A^{- 1} = \frac{1}{a d - b c} [\begin{matrix} d & - b \\ - c & a \end{matrix}]

Note that $a d - b c = |A|$ , the determinant of the matrix $A$ .

In words: To find the inverse of a $2 \times 2$ matrix $A$ we interchange the diagonal elements, change the sign of the other two elements, and then divide by the determinant of $A$ .

Task!

Which of the following matrices has an inverse?

$A = [\begin{matrix} 1 & 0 \\ 2 & 3 \end{matrix}], B = [\begin{matrix} 1 & 1 \\ - 1 & 1 \end{matrix}], C = [\begin{matrix} 1 & - 1 \\ - 2 & 2 \end{matrix}], D = [\begin{matrix} 1 & 0 \\ 0 & 1 \end{matrix}]$

$| A | = 1 \times 3 - 0 \times 2 = 3$ ; $| B | = 1 + 1 = 2;$ $| C | = 2 - 2 = 0;$ $| D | = 1 - 0 = 1.$

Therefore, $A, B$ and $D$ each has an inverse. $C$ does not because it has a zero determinant.

Task!

Find the inverses of the matrices $A, B$ and $D$ in the previous Task.

Use Key Point 8:

$A^{- 1} = \frac{1}{3} [\begin{matrix} 3 & 0 \\ - 2 & 1 \end{matrix}], B^{- 1} = \frac{1}{2} [\begin{matrix} 1 & - 1 \\ 1 & 1 \end{matrix}], D^{- 1} = [\begin{matrix} 1 & 0 \\ 0 & 1 \end{matrix}] = D$

It can be shown that the matrix $A = [\begin{matrix} cos θ & sin θ \\ - sin θ & cos θ \end{matrix}]$ represents an anti-clockwise rotation through an angle $θ$ in an $x y$ -plane about the origin. The matrix $B$ represents a rotation clockwise through an angle $θ$ . It is given therefore by

$B = [\begin{matrix} cos (- θ) & sin (- θ) \\ - sin (- θ) & cos (- θ) \end{matrix}] = [\begin{matrix} cos θ & - sin θ \\ sin θ & cos θ \end{matrix}]$

Task!

Form the products $A B$ and $B A$ for these ‘rotation matrices’. Confirm that $B$ is the inverse matrix of $A$ .

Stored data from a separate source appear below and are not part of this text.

PR #1562, opened 2022-01-25
fix(PageHeader): title without breadcrumb and action bar remains visible on scroll

### LINKED ISSUE #1566: PageHeader with action bar items but no breadcrumb loses title on scroll
There's an odd behavior with the title of the PageHeader in the case where there are action bar items (so there is a breadcrumb row) but *no* breadcrumbs and the page starts to scroll.

When there are breadcrumbs, the title starts to scroll with the page and then fades out to appear at the end of the breadcrumbs. When there is no breadcrumb row at all, the title just scrolls off with the page. But when there are action bar items but no breadcrumbs, the title starts to scroll with the page and then fades out, but doesn't appear anywhere. This looks a bit odd, and is probably not the intended behavior.

Title scrolling when there is no breadcrumb row -- this works OK:
no-a-and-no-b-ok

Title scrolling when there are action bar items and breadcrumbs:
a-and-b-ok

Title scrolling when there are action bar items but *no* breadcrumbs -- the title vanishes after it starts scrolling, but does NOT appear in the breadcrumb row:
a-and-no-b-wrong

I think that in this case, when there is a breadcrumb row (because of there being action bar items) but there happen to be no breadcrumbs, the title should fade when it starts to scroll and appear in the breadcrumb row exactly as if there is a set of zero breadcrumbs at the start of the row. This would seem more consistent with the other configurations, and with the design as described.

lee-chase:
Closes #1566 

Addresses concern @dcwarwick raised regarding usage with no breadcrumbs, but with title, page actions and an action bar. 

#### What did you change?

On page scroll the title appears as a breadcrumb.

Storybook but will request design review.


lee-chase:
Hi, @cameroncalder a query was raised about a specific use case in which the title fades but is not replaced in the breadcrumb row.

E.g. As per the following link with no breadcrumbs.
https://carbon-for-ibm-products.netlify.app/?path=/story/ibm-products-components-page-header-pageheader--demo&args=breadcrumbs:0

This PR changes the behaviour (link below) but does not feel satisfactory. I'm tempted to suggest the line between breadcrumb row and title should not be there in this scenario and the title not be breadcrumb sized.

Could you take a look at this and advise.

dcwarwick:
@lee-chase @cameroncalder Lee, those links you've posted don't work for me. I don't know why, and I don't know whether they'll work for Cameron. Also, you've not really given much context, and you don't say why you think this fix doesn't "feel satisfactory" -- it looks fine to me, but maybe I've not noticed whatever it was you thought felt wrong. I'd certainly be happy to hear what Cameron thinks about it. A PR thread is not an ideal place to have a discussion and capture a decision. I've opened issue #1566, which this PR fixes, and maybe you could add some more detail there about what the concerns are that you'd like Cameron to comment on?

packages/cloud-cognitive/src/components/PageHeader/PageHeader.js
```diff
@@ -839,7 +839,7 @@ PageHeader.propTypes = {
    * It is used in an overflow menu when there is insufficient space to display all breadcrumbs inline.
    */
   breadcrumbOverflowAriaLabel: PropTypes.string.isRequired.if(
-    ({ breadcrumbs }) => breadcrumbs && breadcrumbs.length > 0
+    ({ breadcrumbs }) => breadcrumbs && breadcrumbs.length > 1 // always shows the title
```
dcwarwick, line 842: I don't think I get this. If the 'breadcrumbs' prop had one or more items in it, we were already moving the title up into the breadcrumb bar on scroll, so the behaviour in that case hasn't changed with this PR. Why does the logic for when we require an aria label for the breadcrumb overflow button change?

packages/cloud-cognitive/src/components/BreadcrumbWithOverflow/BreadcrumbWithOverflow.js
```diff
@@ -372,7 +372,9 @@ BreadcrumbWithOverflow.propTypes = {
   /**
    * overflowAriaLabel label for open close button overflow used for action bar items that do nto fit.
```
dcwarwick, line 373:
```suggestion
   * overflowAriaLabel label for open close button overflow used for breadcrumb items that do not fit.
```

packages/cloud-cognitive/src/components/BreadcrumbWithOverflow/BreadcrumbWithOverflow.js
```diff
@@ -372,7 +372,9 @@ BreadcrumbWithOverflow.propTypes = {
...
    */
-  overflowAriaLabel: PropTypes.string.isRequired,
+  overflowAriaLabel: PropTypes.string.isRequired.if(
+    ({ breadcrumbs }) => breadcrumbs.length > 1
```
dcwarwick, line 376: I don't think I get this. The BreadcrumbOverflow component hasn't changed, so how come the logic for when an overflow aria-label is required has changed? Was it incorrect before? The comment 'title always shown' doesn't really seem to apply here, because that's a detail of the PageHeader implementation and not part of the BreadcrumbWithOverflow component logic.

packages/cloud-cognitive/src/components/PageHeader/PageHeader.js
dcwarwick: If anything, does the fact that we might move the title up into the breadcrumb bar on scroll even when there aren't any other breadcrumbs mean that we need a breadcrumb overflow aria-label all the time and not just when there are breadcrumbs?

dcwarwick (changes requested):

packages/cloud-cognitive/src/components/BreadcrumbWithOverflow/BreadcrumbWithOverflow.js
lee-chase: I think the logic was incorrect. 

When there is only one item supplied, the overflow is never shown.

packages/cloud-cognitive/src/components/BreadcrumbWithOverflow/BreadcrumbWithOverflow.js
```diff
@@ -370,9 +370,11 @@ BreadcrumbWithOverflow.propTypes = {
    */
   noTrailingSlash: PropTypes.bool,
   /**
-   * overflowAriaLabel label for open close button overflow used for action bar items that do nto fit.
+   * overflowAriaLabel label for open close button overflow used for breadcrumb items that do not fit.
    */
-  overflowAriaLabel: PropTypes.string.isRequired,
+  overflowAriaLabel: PropTypes.string.isRequired.if(
+    ({ breadcrumbs }) => breadcrumbs.length > 1
+  ), // title always shown
```
dcwarwick, line 377:
```suggestion
  ),
```

dcwarwick (changes requested):

dcwarwick (approved):
LGTM thanks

\begin{array}{rcl} A B & = & [\begin{matrix} cos θ & sin θ \\ - sin θ & cos θ \end{matrix}] [\begin{matrix} cos θ & - sin θ \\ sin θ & cos θ \end{matrix}] \\ = & [\begin{matrix} {cos}^{2} θ + {sin}^{2} θ & - cos θ sin θ + sin θ cos θ \\ - sin θ cos θ + cos θ sin θ & {sin}^{2} θ + {cos}^{2} θ \end{matrix}] = [\begin{matrix} 1 & 0 \\ 0 & 1 \end{matrix}] = I \end{array}

Similarly, $B A = I$

Effectively: a rotation through an angle $θ$ followed by a rotation through angle $- θ$ is equivalent to zero rotation.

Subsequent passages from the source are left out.